# [What you are asked to do]
Give as output the line that contains "to be reflected", followed by every remaining line of the entries, unchanged and with nothing added.

■ ■ ■

PR #2867, opened 2023-04-20
Clarify when monitors run after creation

paulb-elastic:
We’re clarifying expectation in the UI with [kibana#155307](https://github.com/elastic/kibana/issues/155307) but this adds some details to the docs too

### DIFF
--- a/docs/en/observability/synthetics-get-started-project.asciidoc
+++ b/docs/en/observability/synthetics-get-started-project.asciidoc
@@ -195,6 +195,12 @@ with the {kib} URL for the deployment from which to fetch available locations.
 [discrete]
 = View in {kib}
 
+
+[NOTE]
+====
+When a monitor has been created (and also when edited), it will not run immediately but at some point after. After the first run occurs, the monitor will then run regularly based on the frequency configured for the monitor (e.g. every 10 minutes). You can run a manual test if you want to see the results more quickly.
+====
+
 Then, go to the {synthetics-app} in {kib}. You should see your newly pushed monitors running.
 You can also go to the *Management* tab to see the monitors' configuration settings.
 
--- a/docs/en/observability/synthetics-get-started-project.asciidoc
+++ b/docs/en/observability/synthetics-get-started-project.asciidoc
@@ -198,7 +198,7 @@ with the {kib} URL for the deployment from which to fetch available locations.
 
 [NOTE]
 ====
-When a monitor is created or updated, it will not run immediately but at some point after. After the first run occurs, the monitor will begin running regularly based on the frequency configured for the monitor (for example, every 10 minutes). You can run a manual test if you want to see the results more quickly.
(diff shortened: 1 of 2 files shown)


docs/en/observability/synthetics-get-started-ui.asciidoc
```diff
@@ -132,6 +132,11 @@ Read more about available options in <<synthetics-command-reference>>.
 [[uptime-app-view-in-kibana]]
 = View in {kib}
 
+[NOTE]
+====
+When a monitor has been created (and also when edited), it will not run immediately but at some point after. After the first run occurs, the monitor will then run regularly based on the frequency configured for the monitor (e.g. every 10 minutes). You can run a manual test if you want to see the results more quickly.
```
vigneshshanmugam, line 137: nit: should we reword `it` as `the monitor`.

vigneshshanmugam (approved):
LGTM

docs/en/observability/synthetics-get-started-project.asciidoc
```diff
@@ -195,6 +195,12 @@ with the {kib} URL for the deployment from which to fetch available locations.
 [discrete]
 = View in {kib}
 
+
+[NOTE]
+====
+When a monitor has been created (and also when edited), it will not run immediately but at some point after. After the first run occurs, the monitor will then run regularly based on the frequency configured for the monitor (e.g. every 10 minutes). You can run a manual test if you want to see the results more quickly.
```
colleenmcginnis, line 201: What do you think of this? 

```suggestion
When a monitor is created or updated, it will not run immediately but at some point after. After the first run occurs, the monitor will begin running regularly based on the frequency configured for the monitor (for example, every 10 minutes). You can run a manual test if you want to see the results more quickly.
```

Also...

>at some point after

Can we be any more specific without giving a precise timeline? Maybe something like "typically less than a minute later" or "typically a few minutes later"?  (I don't actually know what is typical so feel free to adjust.)

colleenmcginnis (commented):
Oh! I missed this one earlier. Some minor suggestions below.

docs/en/observability/synthetics-get-started-project.asciidoc
paulb-elastic: Thanks @colleenmcginnis I've applied your tweaks.

Regarding being more precise, we have a challenge there, in that the UI doesn't know (and we can't add this in before GA).

It will be less than the frequency, but on a 1 hour monitor, that could still in theory be 59 minutes away.

I wonder if we should just include an example to clarify the point?  For example:

> When adding a 10 minute monitor, you may have to wait up to 9 minutes for the first run, after which it will run every 10 minutes. When editing a monitor, you will need to wait for its next scheduled time for those changes to be reflected

paulb-elastic: Thanks @colleenmcginnis I've gone with that copy in both locations

colleenmcginnis (approved):

bmorelli25:
It looks like this missed 8.8.

@Mergifyio backport 8.8

bmorelli25:
@Mergifyio backport 8.8

PR #2909, opened 2023-05-04
Update examples to valid schedules

paulb-elastic:
The current example shows schedules that won't be used, but will be rounded up, which is misleading


colleenmcginnis (approved):
I switched the `backport-8.4` label for `backport-8.6`. [This page didn't exist in 8.4](https://www.elastic.co/guide/en/observability/8.4/synthetics-lightweight.html).

PR #497, opened 2022-02-14
Calculate vp local

bart1:
In this branch I want to do a few thing to make calculating vp's more easy.

- [x] If a local binary of vol2bird is used and no mistnet there is no need to check if the mistnet path has been set
- [x] Since there is a write pvol function how this can work with pvols, directly eliminating the need for each user to write pvols them self. This required to change the way the `mount` argument is implemented but it still behaves the same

■ ■ ■

# [Task result]
> When adding a 10 minute monitor, you may have to wait up to 9 minutes for the first run, after which it will run every 10 minutes. When editing a monitor, you will need to wait for its next scheduled time for those changes to be reflected

paulb-elastic: Thanks @colleenmcginnis I've gone with that copy in both locations

colleenmcginnis (approved):

bmorelli25:
It looks like this missed 8.8.

@Mergifyio backport 8.8

bmorelli25:
@Mergifyio backport 8.8

PR #2909, opened 2023-05-04
Update examples to valid schedules

paulb-elastic:
The current example shows schedules that won't be used, but will be rounded up, which is misleading


colleenmcginnis (approved):
I switched the `backport-8.4` label for `backport-8.6`. [This page didn't exist in 8.4](https://www.elastic.co/guide/en/observability/8.4/synthetics-lightweight.html).

PR #497, opened 2022-02-14
Calculate vp local

bart1:
In this branch I want to do a few thing to make calculating vp's more easy.

- [x] If a local binary of vol2bird is used and no mistnet there is no need to check if the mistnet path has been set
- [x] Since there is a write pvol function how this can work with pvols, directly eliminating the need for each user to write pvols them self. This required to change the way the `mount` argument is implemented but it still behaves the same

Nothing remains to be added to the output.